* Work task
Go to the line that contains "Remove bg_thread from ui" and extract it along with every line after it, exactly, through the end of the data below.

::::::::

PR #1347, opened 2020-04-10
Remove bg_thread from ui

geohot:
Now that offroad can become invisible, this should work. Red diff!

Two minor issues remain:
1) If you start camerad, start ui, kill ui, kill camerad, start ui. offroad stays invisible.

::::::::

* Response to this task
Remove bg_thread from ui

geohot:
Now that offroad can become invisible, this should work. Red diff!

Two minor issues remain:
1) If you start camerad, start ui, kill ui, kill camerad, start ui. offroad stays invisible.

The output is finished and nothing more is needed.